When a two-level atom is coherently driven by a laser, the laser is often assumed to be perfectly monochromatic. An atom addressed by such a coherent drive is described by the Hamiltonian (in a frame rotating at the laser frequency)

$H = \frac{\Delta}{2}\sigma^z + \eta\left(\sigma^+ + \sigma^-\right),$

where $\Delta$ is the detuning between the laser and the atomic transition frequency. The operators $\sigma^z, \sigma^+, \sigma^-$ are the atomic inversion, raising and lowering operators, respectively.
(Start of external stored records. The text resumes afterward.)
PR #454, opened 2026-01-23
feat(tests): unit and interaction tests for button component in marko and react 

reidmore-online:
## Description

This PR adds unit and interactions tests for the ebay-button components in ebayui-core and ebayui-core-react. It also adds a folder and files for AI context for Claude and Cline. 

The test files are mostly unaltered and may not all pass, many are possibly not needed, so feel free to suggest tests to remove or modify!


packages/ebayui-core/src/components/ebay-button/button.stories.ts
```diff
@@ -222,6 +223,320 @@ Default.parameters = {
...
 
+Default.play = async ({ canvasElement, step }: { canvasElement: HTMLElement; step: any }) => {
+    const canvas = within(canvasElement);
+    
+    const button = canvas.getByRole("button");
+
+    await step("Check initial rendering", async () => {
+        await expect(button).toBeInTheDocument();
+        await expect(button).not.toBeDisabled();
+        await expect(button.textContent?.trim()).toBe("Button");
```
saiponnada: We need to set rules on what are the stuff we want in unit vs interaction tests to be. If not these are repetitive and increases our time to run these. For e.g  `await expect(button.textContent?.trim()).toBe("Button");` or large button might not be that useful IMO. A good example for the button is loading a button with loading state and then showing an actual button shows the depth of interaction.

agliga (commented):
I think there's a lot of good here
But I also think there's a lot of extra things that we don't need or we are already testing. 

The good:
- Storybook interaction tests are great and neat
- accessibility vitest focus testing and keyboard testing is great

The could be better:
- We should really have a common place for the accessbility storybook interactions which should be framework neutral and can be run by both marko and react (I added a comment with suggestions on how to get that, Im sure adding that in AI it could do it!)
- As commented, theres a lot of tests we are already test. While of course, running these shouldn't be adding much to it, it also increases maintenance costs. We used to have a lot of these testing presence of certain attributes but we got rid of them and went to snapshot tests which capture all that info and make it easy to see what changed. If we want to keep those interactions I would make them take a snapshot of the HTML and store it in order to test rather than checking each and every attribute. 

Again, we can move forward if needed but these are long term things that I would like addressed before we do.

docs/ai/agents.md
ArtBlue: Would all models automatically use this `agents.md`?

docs/ai/testing.md
ArtBlue: Is this kind of like a skill? How does the agent follow these instructions?

reidmore-online:
@ArtBlue I could remove the context files if that makes sense, I'm more concerned about the tests themselves (which were generated using the files).

PR #460, opened 2026-01-26
refactor: use define for evo-card

LuLaValva:
Use a `<define>` pattern for switching between tags, instead of a dynamic tag with a `<const>`


LuLaValva:
Good idea @ianmcburnie! I don't think it makes sense to put in a style guide for this repo, but it's a cool thing to put in some kind of "recommended patterns" doc on the Marko site

PR #474, opened 2026-01-28
docs: Added first ADR

ianmcburnie:
## Description

Adds our first ADR, which is the decision to use ADRs!

## Notes

Much of the what/why/how was thrashed out "offline" and this was the decision made.

### DIFF
--- a/docs/adr/0001-adr-template.md
+++ b/docs/adr/0001-adr-template.md
@@ -1,4 +1,4 @@
-# 1. Architecture decisions
+# 1. ADR Template
 
 Date: 2026-01-28
 


ArtBlue:
> > Should add a template that we should use instead? I don't think we need an ADR about using this ADR. If we have a template, then we should simply follow it.
> 
> This is what we did for our internal VAT (our first ADR is saying we will be using ADRs - kinda funny I know - but it just gets it seeded with something I guess and shows the template we should be following).
> 
> @agliga Would renaming it to `0001-decision-format.md` work? If this decision changes, all new adrs from that time forward would adopt the new format.

I think that helps. We could also do `0000-adr-template` to be more explicit. Just a thought as it removes all ambiguity.

agliga (approved):

PR #493, opened 2026-02-04
chore: removed percy from checklist

agliga:
Removed percy from checklist for PR. Since PRs run percy automatically we don't need this checklist item


ianmcburnie (commented):
Percy build needs to be approved in Percy before github merge can happen, right?

agliga:
> Percy build needs to be approved in Percy before github merge can happen, right?

Yes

This model holds for a perfectly monochromatic laser. However, in reality the laser will be subject to some noise which it will imprint on the atom. If the laser is subject to frequency noise, we can add a stochastic term in the Hamiltonian,

$H^s = \frac{1}{2}\left(\Delta + \sqrt{\gamma}\xi(t)\right)\sigma^z + \eta\left(\sigma^+ + \sigma^-\right).$

Here, $\sqrt{\gamma}$ is the strength of the noise and $\xi(t)$ is a white noise term, i.e. $\langle \xi(t)\xi(t')\rangle = \delta(t-t')$.

One can show, that when transforming the Von-Neumann equation with the Hamiltonian $H^s$ into Ito form and averaging over the noise, that the system can be modelled by the Master equation

$\dot{\rho} = i[\rho, H] + \mathcal{L}[\rho]$,


$\mathcal{L}[\rho] = \frac{\gamma}{8}\left(2\sigma^z\rho\sigma^z - \left(\sigma^z\right)^2\rho - \rho\left(\sigma^z\right)^2\right) = \frac{\gamma}{2}\left(\sigma^z\rho\sigma^z - \rho\right)$.
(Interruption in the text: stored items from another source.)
PR #504, opened 2026-02-10
feat(marko6): added tristate checkbox

agliga:
* I used an array in <let>. Happy to do it differently, but this seems to work the best. This is also probably ideal when you have a list of items and want to submit the form too.


LuLaValva (commented):
We should add a simple `controlled` example like we've done for all other controllable components, and _maybe_ consider adding support for `checkedValue` and `checkedValueChange` (discussed offline)

Issue #435, opened 2026-01-15
dialog: add support for native HTML dialog


agliga:
### Description

We should move all our dialog code in skin to use native html dialog tag. 
This is now supported by our browser policy. 
We should still support the old dialog pattern though. The goal will be on marko 6 components we will use the new dialog pattern. 

### Engineering pre-requisites

- [ ] Successful design review with Design System Team.
- [ ] Supports dark mode.
- [ ] Supports responsive design.
- [ ] Tokens have been provided (or already exist).
- [ ] Successful accessibility review with Core A11Y Team and MIND pattern is created.
- [ ] Successful frontend review with eBayUI Team.

PR #506, opened 2026-02-10
feat(dialog): added new component using base <dialog>

agliga:
* fixes https://github.com/eBay/evo-web/issues/435
## Description
* Added `<dialog>` component. This is the skin/evo-web piece. 
* Used a lot of the language from lightbox dialog and updated it to support `dialog` html element
* No more need of `aria-modal="true"` or `role=dialog`
* Added JS mainly for supporting the animation as well as the open/close for the buttons. This is in a separate file (`dialog.ts`).

## Note
* There is a marko component but that is only there so the code does not get lost. Its not a working solution. That shouldn't affect anything since its on the evo-marko library

### Large
Screenshot 2026-02-19 at 10 06 13 AM

### Small 
The only change to be before is that the small screen was positioned at the bottom. This is positioned in the middle as design prefers it this way. 
Screenshot 2026-02-19 at 10 06 27 AM

### DIFF
--- a/packages/skin/dist/dialog/dialog.css
+++ b/packages/skin/dist/dialog/dialog.css
@@ -63,6 +63,7 @@ body:has(.dialog[open]) {
     background-color: var(--color-background-primary);
     border: none;
     border-radius: var(--border-radius-150);
+    color: var(--color-foreground-primary);
     flex-direction: column;
     max-height: 90%;
     max-width: 88%;
--- a/packages/skin/src/sass/dialog/dialog.scss
+++ b/packages/skin/src/sass/dialog/dialog.scss
@@ -75,6 +75,7 @@ body:has(.dialog[open]) {
     background-color: var(--color-background-primary);
     border: none;
     border-radius: var(--border-radius-150);
+    color: var(--color-foreground-primary);
     flex-direction: column;
     max-height: 90%;
     max-width: 88%;


src/routes/_index/components/dialog/accessibility+meta.json
```diff
@@ -0,0 +1,4 @@
+{
+  "pageTitle": "Dialog Accessibility Guidelines — Building Inclusive Image Modals",
+  "pageDescription": "Learn how to make dialog components fully accessible with proper focus trapping, keyboard navigation, and ARIA dialog roles. Follow these WCAG-aligned guidelines to ensure image overlays work for all users with assistive technologies."
```
ianmcburnie: This will need updating to account for the fact we are using native dialog now

src/routes/_index/components/dialog/accessibility+meta.json
```diff
@@ -0,0 +1,4 @@
+{
+  "pageTitle": "Dialog Accessibility Guidelines — Building Inclusive Image Modals",
```
ianmcburnie: This doesn't look right.

src/routes/_index/components/dialog/css+meta.json
```diff
@@ -0,0 +1,4 @@
+{
+  "pageTitle": "Dialog CSS Component",
+  "pageDescription": "A Dialog CSS Component is a responsive and accessible dialog that is used to display dialogs."
```
ianmcburnie: This doesn't sound right.

src/routes/_index/components/dialog/dialog.ts
```diff
@@ -0,0 +1,34 @@
...
+    },
+    {
+      once: true,
+    },
+  );
+}
+
+// Find all dialog elements
+for (const dialog of document.querySelectorAll(".dialog")) {
+  dialog.setAttribute("closedby", "any");
```
ianmcburnie: Did you check browser support for `closedby`? It's showing as limited availability in MDN. Or is this a safe progressive enhancement usage?

src/routes/_index/components/dialog/dialog.ts
```diff
@@ -0,0 +1,34 @@
+function closeDialog(dialog: HTMLDialogElement) {
+  dialog.classList.add("dialog--close");
+  dialog.addEventListener(
```
ianmcburnie: Will we have similar JS logic in the Marko component? If so this would be a good candidate to put in our new js utilities (i.e. makeup)

ianmcburnie:
I'd kind of like to see a new vanilla js module/class for this dialog. It can handle the closing animation and closedby logic. e.g. `@import 'dialog' from @evo-web/js/ui`. That will be an easy way to see the gaps we still have to _makeup_ based on browser policy, and provide a single source of truth for those.

src/routes/_index/components/dialog/css+meta.json
ianmcburnie: That sounds much better.

LuLaValva (commented):
Doesn't work in dark mode! Looks like `<dialog>` overrides `color` from its parent

Image

Otherwise it looks good I think. The only potential thought is— do we want to keep this `dialog--close` behavior even though _in theory_ we should be able to move away from it pretty soon and leave close animations as a progressive enhancement for newer browsers?

agliga:
> Doesn't work in dark mode! Looks like `<dialog>` overrides `color` from its parent
> 
> Image
> Otherwise it looks good I think. The only potential thought is— do we want to keep this `dialog--close` behavior even though _in theory_ we should be able to move away from it pretty soon and leave close animations as a progressive enhancement for newer browsers?

I believe we need to be on Safari 17 which will be a while. 
I remember when we tested this there were some issues with the animation. If we can get it to all work on all browsers but maybe Safari <17 doesn't have a close animation, then we should be good.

In the following, we will show this equivalence numerically, by first solving the stochastic Schrödinger equation with the Hamiltonian $H^s$ a number of times and then averaging. Afterwards we will solve the above master equation and compare the results. First, we load the libraries we need.

using QuantumOptics
using PyPlot

Then, we define the parameters and the basis of a single two-level atom as usual.

# Parameters
γ = 2.0
η = 1.5
Δ = 0.0
T = [0:0.1:10;]

# Basis and operators
b1 = SpinBasis(1//2)
sm = sigmam(b1)
sp = sigmap(b1)
sz = sigmaz(b1)

Finally, we define the Hamiltonian. Note, that we need to split it into the deterministic and stochastic terms.

# Deterministic part of the Hamiltonian
H = 0.5Δ*sz + η*(sp + sm)

# Stochastic part of the Hamiltonian
Hs = 0.5*sqrt(γ)*sz
# Initial state
ψ0 = spindown(b1)

Now we can calculate the stochastic time evolution using the Schrödinger equation. We define an output function fout that calculates the expectation value we want to plot in the end in order to avoid saving all the resulting states. Then we average over the number of trajectories Ntraj.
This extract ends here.